▶ [TASK TO CARRY OUT]:
Pick up at the line with "Yeap, please progress". Write it out exactly, along with each later line through the end of the data, and nothing more.

-------- RECORDS SUPPLIED

PR #2287, opened 2022-02-10
Bump Kotlin to `1.6.10` and Room to `2.4.2`

### LINKED ISSUE #2279: Upgrade Room version to 2.4.0 or latest
At the moment FluxC uses Room v2.3.0.  

This needs to be upgraded to v2.4.0 or later to prevent the following error that crops up when doing a Composite build with local FluxC repo due to [sqlite-jdbc library used in Room](https://issuetracker.google.com/issues/174695268?pli=1) on an M1 Mac
```
 error: cannot find symbol
    private final XMLRPC mMethod;
```

As more people are starting use M1 Macs, it would be good to do this at the earliest possible.

There's also a work around [PR](https://github.com/wordpress-mobile/WordPress-FluxC-Android/pull/2272) put on hold to fix this.  Please either merge it if required or close it when this upgrade happens.

wzieba:
Closes #2279 

This PR bumps Room dependency to `2.4.2` and Kotlin to `1.6.10`.

### Tests issues
~There are failing tests but I believe all of them are caused by the same reflection-related issue. It seems that `deliverResponse.invoke(request, o.result)` stopped working as it was. In the end `XMLRPCRequestBuilder#buildGetRequest` receives `null` in `Response.Listener` (lambda) when it should received a value declared by `deliverResponse.invoke(request, o.result)` invocation.~

~I have no ideas why it's happening. @wordpress-mobile/raven could you please take a look at this?~

See comments below and internal communication: paqN3M-ti-p2


wzieba:
I've rebased the branch on top of #2258 as Kotlin's 1.6.10 Lint [conflicts](https://issuetracker.google.com/issues/185418482#comment14) with AGP 4.2

zwarm:
@wzieba - Pinging @develric for you re: failing tests

develric:
Just sharing I was looking into this a bit last week and in the end the issue is a cast exception when doing `listener.onResponse(response);` [here](https://github.com/wordpress-mobile/WordPress-FluxC-Android/blob/1436f46fc296ede0e65e117bbfced38fa34cec6d/fluxc/src/main/java/org/wordpress/android/fluxc/network/xmlrpc/XMLRPCRequest.java#L158) that then calls a `listener.onResponse(null);` with the null argument in the catcher exception [here](https://github.com/wordpress-mobile/WordPress-FluxC-Android/blob/1436f46fc296ede0e65e117bbfced38fa34cec6d/fluxc/src/main/java/org/wordpress/android/fluxc/network/xmlrpc/XMLRPCRequest.java#L166).

For the record and in case it rings any bell, when debugging the [testFetchSite](https://github.com/wordpress-mobile/WordPress-FluxC-Android/blob/1436f46fc296ede0e65e117bbfced38fa34cec6d/example/src/test/java/org/wordpress/android/fluxc/site/SiteXMLRPCClientTest.kt#L81) test, the exception I get there is:

```
java.lang.ClassCastException: class java.util.HashMap cannot be cast to class [Ljava.lang.Object; (java.util.HashMap and [Ljava.lang.Object; are in module java.base of loader 'bootstrap')
```

Don't have an actionable idea tbh, trying to spend another bit of time along this week 🤔 . cc @wzieba

develric:
Was looking into this a bit more during Hack Week. I used the example fluxc app to check the fetchSite call (button `Fetch First Site` in the example app):
- Just to be sure, I was checking the xmlrpc request at network layer and as expected confirmed no changes from using the code in this PR. 
- I also confirmed the cast exception is present at runtime with the example app as well (so the unit test failures are actually capturing a real runtime failure we will get; unit testing ftw :) )

The cast exception seems related to the fact that the `XMLRPCSerializer -> deserialize` [here](https://github.com/wordpress-mobile/WordPress-FluxC-Android/blob/1436f46fc296ede0e65e117bbfced38fa34cec6d/fluxc/src/main/java/org/wordpress/android/fluxc/network/xmlrpc/XMLRPCSerializer.java#L200) returns an Object but the underline code can return an Object, an Object[] or an [HashMap](https://github.com/wordpress-mobile/WordPress-FluxC-Android/blob/1436f46fc296ede0e65e117bbfced38fa34cec6d/fluxc/src/main/java/org/wordpress/android/fluxc/network/xmlrpc/XMLRPCSerializer.java#L261).

Since the `XMLRPCRequest  -> mListener` is declared as a generic on `? super Object[]`,  the cast applied [here](https://github.com/wordpress-mobile/WordPress-FluxC-Android/blob/1436f46fc296ede0e65e117bbfced38fa34cec6d/fluxc/src/main/java/org/wordpress/android/fluxc/network/xmlrpc/XMLRPCRequest.java#L158) fails on HashMap data.

Was not able to dig to the end of why that cast was allowed and working before the code in this PR, but tried to get a  dirty code [here](https://github.com/wordpress-mobile/WordPress-FluxC-Android/pull/2311) moving the Client listeners to using a sealed class. 

The code there is more sort of exploration poc and it's not clean code for a PR, also maybe we could find a way to make the cast working again 🤔 (maybe there is some trivial way I was not thinking at 🙃). This said, I'm not sure if I will be able to look into this soon, so I thought it could be worth sharing that branch as a possible path to further dig. 

I did a few smoke testing (so I expect there can be issues I didn't see) but at least the unit tests seem happy 😄 ! cc @wzieba, let's further align on this one 🙇

wzieba:
Thanks @develric for update on that!

> I also confirmed the cast exception is present at runtime with the example app as well

! good that you found it, initially I thought it's only test-related issue. Thank you also for sharing POC of solution, I can't work on that right now but I'll try to prioritise it and find some capacity as eventually it'll be blocker not only for Room.

cc: @ParaskP7 as you're might be interested as well 🙌.

wzieba:
@develric 👋 

> I also confirmed the cast exception is present at runtime with the example app as well (...)

Do you remember the reproduction steps for this?

wzieba:
<details><summary>Dependency diff (click me)</summary>
<p>

```diff
-+--- androidx.room:room-ktx:2.3.0
-|    +--- androidx.room:room-common:2.3.0
-|    |    \--- androidx.annotation:annotation:1.1.0
-|    +--- androidx.room:room-runtime:2.3.0
-|    |    +--- androidx.room:room-common:2.3.0 (*)
-|    |    +--- androidx.sqlite:sqlite-framework:2.1.0
-|    |    |    +--- androidx.annotation:annotation:1.0.0 -> 1.1.0
-|    |    |    \--- androidx.sqlite:sqlite:2.1.0
-|    |    |         \--- androidx.annotation:annotation:1.0.0 -> 1.1.0
-|    |    +--- androidx.sqlite:sqlite:2.1.0 (*)
-|    |    +--- androidx.arch.core:core-runtime:2.0.1
-|    |    |    +--- androidx.annotation:annotation:1.0.2 -> 1.1.0
-|    |    |    \--- androidx.arch.core:core-common:2.0.1 -> 2.1.0
-|    |    |         \--- androidx.annotation:annotation:1.1.0
-|    |    \--- androidx.annotation:annotation-experimental:1.1.0
-|    +--- org.jetbrains.kotlin:kotlin-stdlib:1.4.31
-|    |    +--- org.jetbrains.kotlin:kotlin-stdlib-common:1.4.31
-|    |    \--- org.jetbrains:annotations:13.0
-|    \--- org.jetbrains.kotlinx:kotlinx-coroutines-android:1.4.1
-|         +--- org.jetbrains.kotlinx:kotlinx-coroutines-core:1.4.1
-|         |    \--- org.jetbrains.kotlinx:kotlinx-coroutines-core-jvm:1.4.1
-|         |         +--- org.jetbrains.kotlin:kotlin-stdlib:1.4.0 -> 1.4.31 (*)
-|         |         \--- org.jetbrains.kotlin:kotlin-stdlib-common:1.4.0 -> 1.4.31
-|         \--- org.jetbrains.kotlin:kotlin-stdlib:1.4.0 -> 1.4.31 (*)
++--- androidx.room:room-ktx:2.4.1
+|    +--- androidx.room:room-common:2.4.1
+|    |    \--- androidx.annotation:annotation:1.1.0
+|    +--- androidx.room:room-runtime:2.4.1
+|    |    +--- androidx.room:room-common:2.4.1 (*)
+|    |    +--- androidx.sqlite:sqlite-framework:2.2.0
+|    |    |    +--- androidx.annotation:annotation:1.0.0 -> 1.1.0
+|    |    |    \--- androidx.sqlite:sqlite:2.2.0
+|    |    |         \--- androidx.annotation:annotation:1.0.0 -> 1.1.0
+|    |    +--- androidx.sqlite:sqlite:2.2.0 (*)
+|    |    +--- androidx.arch.core:core-runtime:2.0.1
+|    |    |    +--- androidx.annotation:annotation:1.0.2 -> 1.1.0
+|    |    |    \--- androidx.arch.core:core-common:2.0.1 -> 2.1.0
+|    |    |         \--- androidx.annotation:annotation:1.1.0
+|    |    \--- androidx.annotation:annotation-experimental:1.1.0
+|    +--- org.jetbrains.kotlin:kotlin-stdlib:1.6.10
+|    |    +--- org.jetbrains:annotations:13.0
+|    |    \--- org.jetbrains.kotlin:kotlin-stdlib-common:1.6.10
+|    \--- org.jetbrains.kotlinx:kotlinx-coroutines-android:1.5.2
+|         +--- org.jetbrains.kotlinx:kotlinx-coroutines-core:1.5.2
+|         |    \--- org.jetbrains.kotlinx:kotlinx-coroutines-core-jvm:1.5.2
+|         |         +--- org.jetbrains.kotlin:kotlin-stdlib-jdk8:1.5.30 -> 1.6.10
+|         |         |    +--- org.jetbrains.kotlin:kotlin-stdlib:1.6.10 (*)
+|         |         |    \--- org.jetbrains.kotlin:kotlin-stdlib-jdk7:1.6.10
+|         |         |         \--- org.jetbrains.kotlin:kotlin-stdlib:1.6.10 (*)
+|         |         \--- org.jetbrains.kotlin:kotlin-stdlib-common:1.5.30 -> 1.6.10
+|         \--- org.jetbrains.kotlin:kotlin-stdlib-jdk8:1.5.30 -> 1.6.10 (*)
-+--- org.jetbrains.kotlin:kotlin-stdlib:1.4.10 -> 1.4.31 (*)
++--- org.jetbrains.kotlin:kotlin-stdlib-jdk8:1.6.10 (*)
 +--- project :fluxc
 |    +--- com.squareup.okhttp3:okhttp:4.9.0
 |    |    +--- com.squareup.okio:okio:2.8.0
-|    |    |    +--- org.jetbrains.kotlin:kotlin-stdlib:1.4.0 -> 1.4.31 (*)
+|    |    |    +--- org.jetbrains.kotlin:kotlin-stdlib:1.4.0 -> 1.6.10 (*)
-|    |    |    \--- org.jetbrains.kotlin:kotlin-stdlib-common:1.4.0 -> 1.4.31
+|    |    |    \--- org.jetbrains.kotlin:kotlin-stdlib-common:1.4.0 -> 1.6.10
-|    |    \--- org.jetbrains.kotlin:kotlin-stdlib:1.4.10 -> 1.4.31 (*)
+|    |    \--- org.jetbrains.kotlin:kotlin-stdlib:1.4.10 -> 1.6.10 (*)
-|    +--- org.jetbrains.kotlin:kotlin-stdlib:1.4.10 -> 1.4.31 (*)
-|    +--- org.jetbrains.kotlin:kotlin-android-extensions-runtime:1.4.10
-|    |    \--- org.jetbrains.kotlin:kotlin-stdlib:1.4.10 -> 1.4.31 (*)
+|    +--- org.jetbrains.kotlin:kotlin-stdlib-jdk8:1.6.10 (*)
+|    +--- org.jetbrains.kotlin:kotlin-android-extensions-runtime:1.6.10
+|    |    \--- org.jetbrains.kotlin:kotlin-stdlib:1.6.10 (*)
 |    +--- org.wordpress:utils:develop-eebc5d8e91a1d90190919f900f924b39c861a528
-|    |    +--- org.jetbrains.kotlin:kotlin-android-extensions-runtime:1.4.10 (*)
+|    |    +--- org.jetbrains.kotlin:kotlin-android-extensions-runtime:1.4.10 -> 1.6.10 (*)
 |    |    +--- androidx.core:core-ktx:1.2.0
-|    |    |    \--- org.jetbrains.kotlin:kotlin-stdlib:1.3.41 -> 1.4.31 (*)
+|    |    |    \--- org.jetbrains.kotlin:kotlin-stdlib:1.3.41 -> 1.6.10 (*)
-|    |    \--- org.jetbrains.kotlin:kotlin-stdlib-jdk7:1.4.10
-|    |         \--- org.jetbrains.kotlin:kotlin-stdlib:1.4.10 -> 1.4.31 (*)
+|    |    \--- org.jetbrains.kotlin:kotlin-stdlib-jdk7:1.4.10 -> 1.6.10 (*)
 |    +--- com.squareup.okhttp3:okhttp-urlconnection:4.9.0
-|    |    \--- org.jetbrains.kotlin:kotlin-stdlib-jdk8:1.4.10
-|    |         +--- org.jetbrains.kotlin:kotlin-stdlib:1.4.10 -> 1.4.31 (*)
-|    |         \--- org.jetbrains.kotlin:kotlin-stdlib-jdk7:1.4.10 (*)
+|    |    \--- org.jetbrains.kotlin:kotlin-stdlib-jdk8:1.4.10 -> 1.6.10 (*)
-|    +--- androidx.room:room-runtime:2.3.0 (*)
+|    +--- androidx.room:room-runtime:2.4.1 (*)
-|    +--- androidx.room:room-ktx:2.3.0 (*)
+|    +--- androidx.room:room-ktx:2.4.1 (*)
-|    +--- org.jetbrains.kotlinx:kotlinx-coroutines-core:1.3.9 -> 1.4.1 (*)
+|    +--- org.jetbrains.kotlinx:kotlinx-coroutines-core:1.3.9 -> 1.5.2 (*)
-|    \--- org.jetbrains.kotlinx:kotlinx-coroutines-android:1.3.9 -> 1.4.1 (*)
+|    \--- org.jetbrains.kotlinx:kotlinx-coroutines-android:1.3.9 -> 1.5.2 (*)
-+--- org.jetbrains.kotlinx:kotlinx-coroutines-core:1.3.9 -> 1.4.1 (*)
++--- org.jetbrains.kotlinx:kotlinx-coroutines-core:1.3.9 -> 1.5.2 (*)
-+--- org.jetbrains.kotlinx:kotlinx-coroutines-android:1.3.9 -> 1.4.1 (*)
++--- org.jetbrains.kotlinx:kotlinx-coroutines-android:1.3.9 -> 1.5.2 (*)
-\--- androidx.room:room-runtime:2.3.0 (*)
+\--- androidx.room:room-runtime:2.4.1 (*)

```

</p>
</details>

develric:
Hey @wzieba 👋 , sorry that I didn't document it last time 🤦 , here are the steps I was using from the FluxC example app:
- Use the `Sign In & Fetch Sites` button to login to a self-hosted site
- Use the `SITES` button to access to the Sites related actions buttons
- Use the `FETCH FIRST SITE` button to fetch the added self-hosted site (this should trigger the SiteXMLRPCClient.fetchSite->XMLRPCRequest.deliverResponse execution path)
- Check you get the `java.lang.ClassCastException` coming from the catch branch [here](https://github.com/wordpress-mobile/WordPress-FluxC-Android/blob/1436f46fc296ede0e65e117bbfced38fa34cec6d/fluxc/src/main/java/org/wordpress/android/fluxc/network/xmlrpc/XMLRPCRequest.java#L158)

Hope this helps to reproduce 🙇

wzieba:
@develric thanks, I'll try it in a sec!

But in the meantime, as I was trying to make code more readable, I think I've fixed the issue!

See 70e5232f39147a2b8be096d42b4fc7b5dc3a6987

And this is how `com.android.volley.Listener` type in `XMLRPCRequest` constructor is interpreted in different scenarios: 

| scenario | interpretation |
| --- | --- |
| trunk | Screenshot 2022-04-04 at 12 57 11 |
| on this branch but before my fix | Screenshot 2022-04-04 at 12 52 24 | 
| on this branch after my fix | Screenshot 2022-04-04 at 12 51 18 |

☝️ this seems like a good fix as it aligns with current `trunk` behaviour. I'll try to understand what has changed between Kotlin versions but in a meantime - can I ask you to reproduce the issue with this new code?

wzieba:
The same goes for the SAM interface. So for everyone lurking in, the issue basically looks like this:

https://user-images.githubusercontent.com/5845095/161539619-d4cf907e-b53b-45c8-9e5c-216d65e88c41.mov

wzieba:
Some notes:
- just bumping to recently released Kotlin 1.6.20 doesn't itself resolve the issue.
- `invokedynamics` is something new (introduced in Kotlin 1.5.0) regarding lambda and SAM resolutions but reverting this behaviour with compilation argument, doesn't change anything ([source](https://kotlinlang.org/docs/whatsnew15.html#sam-adapters-via-invokedynamic))

develric:
> But in the meantime, as I was trying to make code more readable, I think I've fixed the issue!

Nice finding @wzieba 🚀 

> can I ask you to reproduce the issue with this new code?

Yep I can confirm that following the steps with the example app, no exception now 👍 

> this seems like a good fix as it aligns with current trunk behaviour

I still don't fully get how that works but agree that seems a good path 👍

wzieba:
I've managed to create a small reproduction repository with exactly the same issue happening and with [proof](https://github.com/wzieba/KotlinLambdaResolvingBug150/actions/runs/2090803364) that it starts to appear in Kotlin 1.5.0. Still looking for the root cause and some reasonable fix. If someone would like to contribute, here's the reproduction repository: https://github.com/wzieba/KotlinLambdaResolvingBug150

---

Calling it the day. I'm starting to lean forward to #2311 solution, even if we understand exactly what is causing the issue as this is connected closely with how Kotlin cooperates with Java's `Object` so I believe it's prone to errors/changes.

wzieba:
I think what we experienced here is a Kotlin compiler bug. In Kotlin 1.5.0 SAM interfaces (and apparently lambdas too) started to be compiled using `invokedynamic` and, by looking at byte code, it changed a lot of things.

In our case, the lambda for `com.android.volley.Response` is always parametrized via `Object[]` and not, as it should and was before Kotlin 1.5.0, via `Object`. Hence the crash.

See attached above reproduction repository. Here's the issue for Kotlin: https://youtrack.jetbrains.com/issue/KT-51868.

---

I'm working now on a solution based on your PR @develric .

ParaskP7 (approved):
👋 @wzieba and @develric !

Great investigation work to both of you and thank you so much for working on this `Kotlin & Room` update right till the very end, you are both awesome! ❤️ 🥇 💯 

I reviewed and tested this PR in isolation and with both, the `WPAndroid` & `WCAndroid` clients, through composite builds. Everything works as expected for both, the example and clients apps. I didn't encounter any breakage. I also reviewed the build output for before (`Kotlin 1.4.10 & Room 2.3.0`) and after (`Kotlin 1.6.10 & Room 2.4.2`) the update and I didn't see anything worrying. Everything looks as expected.

Suggestion (💡): The only thing I found is that the Lint task was failing when I run that after enabling `FluxC` composite builds. Lint was failing on this [WellSqlConfig.onConfigure(...)](https://github.com/wordpress-mobile/WordPress-FluxC-Android/blob/0ca63247edb0506e40341866541c10e3aec72288/fluxc/src/main/java/org/wordpress/android/fluxc/persistence/WellSqlConfig.kt#L1877-L1884) function due to the fact that this check is now redundant and could be simplified. As such, I can only recommend applying this long overdue change to keep Lint happy.

I have nothing else to suggest and it is thus a ✅  from my side!

🎉

wzieba:
Thanks a lot @ParaskP7 ! 

> Suggestion (💡): The only thing I found is that the Lint task was failing when I run that after enabling FluxC composite builds.

I see the line and agree that it's redundant but I wonder why isn't this PR failing then? 🤔 

I'd opt to merge this PR as it is now and work on the issue you mention in next PR if that's okay 🙏 .

ParaskP7:
👋 @wzieba !

> I see the line and agree that it's redundant but I wonder why isn't this PR failing then? 🤔

It is only failing if you run Lint with `WPAndroid` and composite `FluxC` build together, as `ObsoleteSdkInt`'s severity is explicitly set to `error` (see `lint.xml` file). However, this will not fail if you run Lint with `WCAndroid` as you don't have the same `lint.xml` configuration on your side as well.

> I'd opt to merge this PR as it is now and work on the issue you mention in next PR if that's okay 🙏 .

Yeap, please progress as you see fit, this is merely a suggestion. 💯

wzieba:
> However, this will not fail if you run Lint with WCAndroid as you don't have the same lint.xml configuration on your side as well.

Oh, gotcha!  Thanks. 

Pushing this big green button then 😄 .

develric:
>Great investigation work to both of you...

Fair to say, my major kudos to @wzieba ...thanks for all the work here 🎉 !

wzieba:
Thank you all, it was teamwork!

----------------

▶ [WORKED SOLUTION]:
Yeap, please progress as you see fit, this is merely a suggestion. 💯

wzieba:
> However, this will not fail if you run Lint with WCAndroid as you don't have the same lint.xml configuration on your side as well.

Oh, gotcha!  Thanks. 

Pushing this big green button then 😄 .

develric:
>Great investigation work to both of you...

Fair to say, my major kudos to @wzieba ...thanks for all the work here 🎉 !

wzieba:
Thank you all, it was teamwork!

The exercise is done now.